> Task prompt: Check every line of the material below, and show those that contain "ping".

************

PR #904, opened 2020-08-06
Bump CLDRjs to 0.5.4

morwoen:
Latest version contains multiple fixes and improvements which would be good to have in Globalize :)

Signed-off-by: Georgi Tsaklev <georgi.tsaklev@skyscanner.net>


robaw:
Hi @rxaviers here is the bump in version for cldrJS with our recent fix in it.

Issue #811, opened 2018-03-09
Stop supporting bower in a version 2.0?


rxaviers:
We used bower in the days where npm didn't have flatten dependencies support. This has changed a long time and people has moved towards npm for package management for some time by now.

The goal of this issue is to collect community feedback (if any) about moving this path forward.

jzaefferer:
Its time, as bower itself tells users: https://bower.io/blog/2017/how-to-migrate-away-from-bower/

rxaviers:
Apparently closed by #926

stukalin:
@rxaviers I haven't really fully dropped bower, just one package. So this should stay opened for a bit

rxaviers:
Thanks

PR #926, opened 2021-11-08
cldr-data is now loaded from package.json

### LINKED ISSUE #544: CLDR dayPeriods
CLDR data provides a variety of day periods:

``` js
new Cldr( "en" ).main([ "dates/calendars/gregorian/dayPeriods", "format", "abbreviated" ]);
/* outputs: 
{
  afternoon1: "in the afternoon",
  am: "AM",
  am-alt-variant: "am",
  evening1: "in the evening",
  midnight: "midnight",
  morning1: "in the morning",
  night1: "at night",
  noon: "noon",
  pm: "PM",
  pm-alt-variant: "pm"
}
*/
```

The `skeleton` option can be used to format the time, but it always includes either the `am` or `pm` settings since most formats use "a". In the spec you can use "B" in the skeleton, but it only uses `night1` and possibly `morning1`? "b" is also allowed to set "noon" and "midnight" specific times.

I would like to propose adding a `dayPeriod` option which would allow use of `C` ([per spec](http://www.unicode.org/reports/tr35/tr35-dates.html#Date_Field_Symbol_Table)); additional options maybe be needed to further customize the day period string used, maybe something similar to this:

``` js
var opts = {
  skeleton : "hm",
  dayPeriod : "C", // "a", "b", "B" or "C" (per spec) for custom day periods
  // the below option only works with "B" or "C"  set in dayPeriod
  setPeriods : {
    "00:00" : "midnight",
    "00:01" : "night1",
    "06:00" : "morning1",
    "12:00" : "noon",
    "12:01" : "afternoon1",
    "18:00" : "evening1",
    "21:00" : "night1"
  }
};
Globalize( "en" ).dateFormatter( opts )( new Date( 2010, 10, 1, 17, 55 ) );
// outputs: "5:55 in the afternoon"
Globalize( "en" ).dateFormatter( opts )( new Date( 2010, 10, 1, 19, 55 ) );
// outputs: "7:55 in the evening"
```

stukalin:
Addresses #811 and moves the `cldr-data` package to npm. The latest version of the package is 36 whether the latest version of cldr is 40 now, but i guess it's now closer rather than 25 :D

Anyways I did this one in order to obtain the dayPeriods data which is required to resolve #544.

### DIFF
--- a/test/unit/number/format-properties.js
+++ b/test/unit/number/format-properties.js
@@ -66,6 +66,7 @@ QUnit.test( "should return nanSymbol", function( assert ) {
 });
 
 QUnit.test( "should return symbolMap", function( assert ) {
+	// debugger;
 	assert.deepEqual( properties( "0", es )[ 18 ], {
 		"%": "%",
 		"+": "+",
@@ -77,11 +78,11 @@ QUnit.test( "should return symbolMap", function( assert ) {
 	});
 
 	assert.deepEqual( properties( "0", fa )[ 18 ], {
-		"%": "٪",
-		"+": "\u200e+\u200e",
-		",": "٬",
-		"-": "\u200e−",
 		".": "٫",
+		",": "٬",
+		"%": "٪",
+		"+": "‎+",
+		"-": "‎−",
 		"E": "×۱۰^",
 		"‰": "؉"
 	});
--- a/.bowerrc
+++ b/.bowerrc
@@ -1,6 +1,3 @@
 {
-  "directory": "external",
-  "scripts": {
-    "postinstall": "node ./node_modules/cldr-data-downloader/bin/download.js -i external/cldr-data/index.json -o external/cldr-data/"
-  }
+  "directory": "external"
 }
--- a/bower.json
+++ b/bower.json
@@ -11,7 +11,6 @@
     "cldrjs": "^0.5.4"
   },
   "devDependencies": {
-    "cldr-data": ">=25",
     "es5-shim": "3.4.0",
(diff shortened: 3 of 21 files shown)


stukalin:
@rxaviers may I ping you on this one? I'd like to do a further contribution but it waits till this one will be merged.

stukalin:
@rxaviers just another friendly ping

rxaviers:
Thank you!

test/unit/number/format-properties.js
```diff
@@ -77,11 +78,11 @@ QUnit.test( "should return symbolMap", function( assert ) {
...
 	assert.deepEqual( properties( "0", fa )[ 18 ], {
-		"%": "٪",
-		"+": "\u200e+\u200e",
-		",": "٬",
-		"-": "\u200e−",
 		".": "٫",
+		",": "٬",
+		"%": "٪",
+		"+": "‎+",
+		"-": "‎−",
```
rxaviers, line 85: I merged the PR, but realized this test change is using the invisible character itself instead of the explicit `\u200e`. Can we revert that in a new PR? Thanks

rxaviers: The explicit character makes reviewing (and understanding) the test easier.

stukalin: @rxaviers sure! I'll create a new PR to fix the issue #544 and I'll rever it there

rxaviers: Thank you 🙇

************

> Finished exercise:
@rxaviers may I ping you on this one? I'd like to do a further contribution but it waits till this one will be merged.
@rxaviers just another friendly ping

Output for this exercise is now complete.